EXERCISE MATERIALS:
##########
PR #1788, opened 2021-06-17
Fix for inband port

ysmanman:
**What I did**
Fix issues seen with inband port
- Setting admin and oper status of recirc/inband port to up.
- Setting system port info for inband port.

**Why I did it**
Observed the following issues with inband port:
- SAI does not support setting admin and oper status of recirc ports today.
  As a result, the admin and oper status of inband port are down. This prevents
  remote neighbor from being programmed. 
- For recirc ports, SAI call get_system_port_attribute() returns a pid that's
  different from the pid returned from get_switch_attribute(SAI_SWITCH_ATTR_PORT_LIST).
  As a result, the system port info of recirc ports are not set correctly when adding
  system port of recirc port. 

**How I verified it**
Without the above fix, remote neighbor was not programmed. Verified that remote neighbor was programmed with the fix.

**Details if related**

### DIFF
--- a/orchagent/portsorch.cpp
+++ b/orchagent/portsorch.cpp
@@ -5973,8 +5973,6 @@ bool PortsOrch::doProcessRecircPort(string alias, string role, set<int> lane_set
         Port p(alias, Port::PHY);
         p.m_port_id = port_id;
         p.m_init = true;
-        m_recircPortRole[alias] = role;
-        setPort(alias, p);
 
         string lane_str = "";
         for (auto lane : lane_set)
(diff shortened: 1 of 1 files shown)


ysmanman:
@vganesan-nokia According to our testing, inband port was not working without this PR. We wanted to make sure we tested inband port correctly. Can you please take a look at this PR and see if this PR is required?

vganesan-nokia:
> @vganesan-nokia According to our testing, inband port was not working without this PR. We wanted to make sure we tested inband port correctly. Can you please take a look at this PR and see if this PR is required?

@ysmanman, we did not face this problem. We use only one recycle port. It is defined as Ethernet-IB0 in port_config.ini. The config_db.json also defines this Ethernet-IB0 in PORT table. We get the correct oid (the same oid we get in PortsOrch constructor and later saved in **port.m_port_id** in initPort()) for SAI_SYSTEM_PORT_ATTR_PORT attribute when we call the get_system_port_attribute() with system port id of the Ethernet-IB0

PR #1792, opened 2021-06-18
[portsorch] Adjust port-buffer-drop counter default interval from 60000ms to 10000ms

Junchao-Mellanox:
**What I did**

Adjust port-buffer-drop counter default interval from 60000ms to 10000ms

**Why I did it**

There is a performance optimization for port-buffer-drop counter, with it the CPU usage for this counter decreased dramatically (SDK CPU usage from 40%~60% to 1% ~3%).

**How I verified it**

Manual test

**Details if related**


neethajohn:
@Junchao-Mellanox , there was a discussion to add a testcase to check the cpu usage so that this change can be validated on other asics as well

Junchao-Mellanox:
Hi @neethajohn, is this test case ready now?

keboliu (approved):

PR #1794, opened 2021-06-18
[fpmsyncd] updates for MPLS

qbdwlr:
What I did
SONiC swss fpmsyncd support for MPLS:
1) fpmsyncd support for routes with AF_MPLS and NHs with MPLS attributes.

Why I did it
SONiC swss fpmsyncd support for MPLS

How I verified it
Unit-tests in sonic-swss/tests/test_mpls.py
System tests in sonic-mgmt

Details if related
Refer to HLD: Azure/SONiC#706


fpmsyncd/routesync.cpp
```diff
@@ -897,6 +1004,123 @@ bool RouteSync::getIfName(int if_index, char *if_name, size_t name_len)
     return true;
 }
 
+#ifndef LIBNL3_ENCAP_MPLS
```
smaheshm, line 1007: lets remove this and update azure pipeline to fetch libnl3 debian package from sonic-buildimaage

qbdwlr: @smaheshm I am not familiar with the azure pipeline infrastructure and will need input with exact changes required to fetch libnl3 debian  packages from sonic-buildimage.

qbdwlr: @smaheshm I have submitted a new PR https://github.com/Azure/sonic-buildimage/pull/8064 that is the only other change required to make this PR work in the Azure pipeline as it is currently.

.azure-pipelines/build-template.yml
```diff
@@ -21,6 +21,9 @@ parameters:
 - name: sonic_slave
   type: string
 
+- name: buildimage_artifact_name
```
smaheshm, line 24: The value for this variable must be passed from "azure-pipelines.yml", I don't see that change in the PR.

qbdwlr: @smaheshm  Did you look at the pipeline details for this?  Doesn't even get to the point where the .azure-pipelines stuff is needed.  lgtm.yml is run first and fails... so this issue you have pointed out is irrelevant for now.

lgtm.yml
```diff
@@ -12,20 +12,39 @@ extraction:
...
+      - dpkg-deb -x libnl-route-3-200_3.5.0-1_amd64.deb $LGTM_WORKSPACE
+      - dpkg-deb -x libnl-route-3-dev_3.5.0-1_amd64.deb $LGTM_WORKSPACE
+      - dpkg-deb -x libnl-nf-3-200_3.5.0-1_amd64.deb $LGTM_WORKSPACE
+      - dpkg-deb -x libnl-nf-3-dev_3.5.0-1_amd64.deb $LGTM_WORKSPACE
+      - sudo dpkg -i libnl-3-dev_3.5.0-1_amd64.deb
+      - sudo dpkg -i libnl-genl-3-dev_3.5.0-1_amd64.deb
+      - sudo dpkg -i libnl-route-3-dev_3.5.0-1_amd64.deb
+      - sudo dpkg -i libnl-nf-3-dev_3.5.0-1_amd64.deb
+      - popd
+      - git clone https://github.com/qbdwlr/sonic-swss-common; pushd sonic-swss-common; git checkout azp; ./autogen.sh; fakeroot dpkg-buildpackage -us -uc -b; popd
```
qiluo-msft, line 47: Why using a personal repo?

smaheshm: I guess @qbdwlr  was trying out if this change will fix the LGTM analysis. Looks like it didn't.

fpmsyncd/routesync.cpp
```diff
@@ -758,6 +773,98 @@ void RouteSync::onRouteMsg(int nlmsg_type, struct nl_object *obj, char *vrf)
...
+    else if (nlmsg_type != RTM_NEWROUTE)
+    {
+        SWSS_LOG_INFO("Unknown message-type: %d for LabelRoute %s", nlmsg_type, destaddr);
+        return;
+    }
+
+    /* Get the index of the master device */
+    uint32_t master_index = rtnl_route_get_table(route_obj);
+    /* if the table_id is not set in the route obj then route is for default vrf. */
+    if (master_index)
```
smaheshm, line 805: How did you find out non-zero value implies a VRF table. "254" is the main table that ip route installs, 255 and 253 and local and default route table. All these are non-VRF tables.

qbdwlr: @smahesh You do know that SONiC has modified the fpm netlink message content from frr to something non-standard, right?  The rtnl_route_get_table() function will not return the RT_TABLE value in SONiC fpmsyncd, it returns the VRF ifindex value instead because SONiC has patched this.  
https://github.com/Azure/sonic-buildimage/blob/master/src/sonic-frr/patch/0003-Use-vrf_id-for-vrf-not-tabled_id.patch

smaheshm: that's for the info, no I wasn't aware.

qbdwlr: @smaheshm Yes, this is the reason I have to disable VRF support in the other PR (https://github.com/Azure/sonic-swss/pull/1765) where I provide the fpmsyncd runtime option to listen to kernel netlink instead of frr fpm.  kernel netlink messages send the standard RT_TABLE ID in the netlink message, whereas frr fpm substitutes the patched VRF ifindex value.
##########
WHAT TO PRODUCE:
In full and word for word, restate the data.

SOLUTION FOR THIS TASK:
PR #1788, opened 2021-06-17
Fix for inband port

ysmanman:
**What I did**
Fix issues seen with inband port
- Setting admin and oper status of recirc/inband port to up.
- Setting system port info for inband port.

**Why I did it**
Observed the following issues with inband port:
- SAI does not support setting admin and oper status of recirc ports today.
  As a result, the admin and oper status of inband port are down. This prevents
  remote neighbor from being programmed. 
- For recirc ports, SAI call get_system_port_attribute() returns a pid that's
  different from the pid returned from get_switch_attribute(SAI_SWITCH_ATTR_PORT_LIST).
  As a result, the system port info of recirc ports are not set correctly when adding
  system port of recirc port. 

**How I verified it**
Without the above fix, remote neighbor was not programmed. Verified that remote neighbor was programmed with the fix.

**Details if related**

### DIFF
--- a/orchagent/portsorch.cpp
+++ b/orchagent/portsorch.cpp
@@ -5973,8 +5973,6 @@ bool PortsOrch::doProcessRecircPort(string alias, string role, set<int> lane_set
         Port p(alias, Port::PHY);
         p.m_port_id = port_id;
         p.m_init = true;
-        m_recircPortRole[alias] = role;
-        setPort(alias, p);
 
         string lane_str = "";
         for (auto lane : lane_set)
(diff shortened: 1 of 1 files shown)


ysmanman:
@vganesan-nokia According to our testing, inband port was not working without this PR. We wanted to make sure we tested inband port correctly. Can you please take a look at this PR and see if this PR is required?

vganesan-nokia:
> @vganesan-nokia According to our testing, inband port was not working without this PR. We wanted to make sure we tested inband port correctly. Can you please take a look at this PR and see if this PR is required?

@ysmanman, we did not face this problem. We use only one recycle port. It is defined as Ethernet-IB0 in port_config.ini. The config_db.json also defines this Ethernet-IB0 in PORT table. We get the correct oid (the same oid we get in PortsOrch constructor and later saved in **port.m_port_id** in initPort()) for SAI_SYSTEM_PORT_ATTR_PORT attribute when we call the get_system_port_attribute() with system port id of the Ethernet-IB0

PR #1792, opened 2021-06-18
[portsorch] Adjust port-buffer-drop counter default interval from 60000ms to 10000ms

Junchao-Mellanox:
**What I did**

Adjust port-buffer-drop counter default interval from 60000ms to 10000ms

**Why I did it**

There is a performance optimization for port-buffer-drop counter, with it the CPU usage for this counter decreased dramatically (SDK CPU usage from 40%~60% to 1% ~3%).

**How I verified it**

Manual test

**Details if related**


neethajohn:
@Junchao-Mellanox , there was a discussion to add a testcase to check the cpu usage so that this change can be validated on other asics as well

Junchao-Mellanox:
Hi @neethajohn, is this test case ready now?

keboliu (approved):

PR #1794, opened 2021-06-18
[fpmsyncd] updates for MPLS

qbdwlr:
What I did
SONiC swss fpmsyncd support for MPLS:
1) fpmsyncd support for routes with AF_MPLS and NHs with MPLS attributes.

Why I did it
SONiC swss fpmsyncd support for MPLS

How I verified it
Unit-tests in sonic-swss/tests/test_mpls.py
System tests in sonic-mgmt

Details if related
Refer to HLD: Azure/SONiC#706


fpmsyncd/routesync.cpp
```diff
@@ -897,6 +1004,123 @@ bool RouteSync::getIfName(int if_index, char *if_name, size_t name_len)
     return true;
 }
 
+#ifndef LIBNL3_ENCAP_MPLS
```
smaheshm, line 1007: lets remove this and update azure pipeline to fetch libnl3 debian package from sonic-buildimaage

qbdwlr: @smaheshm I am not familiar with the azure pipeline infrastructure and will need input with exact changes required to fetch libnl3 debian  packages from sonic-buildimage.

qbdwlr: @smaheshm I have submitted a new PR https://github.com/Azure/sonic-buildimage/pull/8064 that is the only other change required to make this PR work in the Azure pipeline as it is currently.

.azure-pipelines/build-template.yml
```diff
@@ -21,6 +21,9 @@ parameters:
 - name: sonic_slave
   type: string
 
+- name: buildimage_artifact_name
```
smaheshm, line 24: The value for this variable must be passed from "azure-pipelines.yml", I don't see that change in the PR.

qbdwlr: @smaheshm  Did you look at the pipeline details for this?  Doesn't even get to the point where the .azure-pipelines stuff is needed.  lgtm.yml is run first and fails... so this issue you have pointed out is irrelevant for now.

lgtm.yml
```diff
@@ -12,20 +12,39 @@ extraction:
...
+      - dpkg-deb -x libnl-route-3-200_3.5.0-1_amd64.deb $LGTM_WORKSPACE
+      - dpkg-deb -x libnl-route-3-dev_3.5.0-1_amd64.deb $LGTM_WORKSPACE
+      - dpkg-deb -x libnl-nf-3-200_3.5.0-1_amd64.deb $LGTM_WORKSPACE
+      - dpkg-deb -x libnl-nf-3-dev_3.5.0-1_amd64.deb $LGTM_WORKSPACE
+      - sudo dpkg -i libnl-3-dev_3.5.0-1_amd64.deb
+      - sudo dpkg -i libnl-genl-3-dev_3.5.0-1_amd64.deb
+      - sudo dpkg -i libnl-route-3-dev_3.5.0-1_amd64.deb
+      - sudo dpkg -i libnl-nf-3-dev_3.5.0-1_amd64.deb
+      - popd
+      - git clone https://github.com/qbdwlr/sonic-swss-common; pushd sonic-swss-common; git checkout azp; ./autogen.sh; fakeroot dpkg-buildpackage -us -uc -b; popd
```
qiluo-msft, line 47: Why using a personal repo?

smaheshm: I guess @qbdwlr  was trying out if this change will fix the LGTM analysis. Looks like it didn't.

fpmsyncd/routesync.cpp
```diff
@@ -758,6 +773,98 @@ void RouteSync::onRouteMsg(int nlmsg_type, struct nl_object *obj, char *vrf)
...
+    else if (nlmsg_type != RTM_NEWROUTE)
+    {
+        SWSS_LOG_INFO("Unknown message-type: %d for LabelRoute %s", nlmsg_type, destaddr);
+        return;
+    }
+
+    /* Get the index of the master device */
+    uint32_t master_index = rtnl_route_get_table(route_obj);
+    /* if the table_id is not set in the route obj then route is for default vrf. */
+    if (master_index)
```
smaheshm, line 805: How did you find out non-zero value implies a VRF table. "254" is the main table that ip route installs, 255 and 253 and local and default route table. All these are non-VRF tables.

qbdwlr: @smahesh You do know that SONiC has modified the fpm netlink message content from frr to something non-standard, right?  The rtnl_route_get_table() function will not return the RT_TABLE value in SONiC fpmsyncd, it returns the VRF ifindex value instead because SONiC has patched this.  
https://github.com/Azure/sonic-buildimage/blob/master/src/sonic-frr/patch/0003-Use-vrf_id-for-vrf-not-tabled_id.patch

smaheshm: that's for the info, no I wasn't aware.

qbdwlr: @smaheshm Yes, this is the reason I have to disable VRF support in the other PR (https://github.com/Azure/sonic-swss/pull/1765) where I provide the fpmsyncd runtime option to listen to kernel netlink instead of frr fpm.  kernel netlink messages send the standard RT_TABLE ID in the netlink message, whereas frr fpm substitutes the patched VRF ifindex value.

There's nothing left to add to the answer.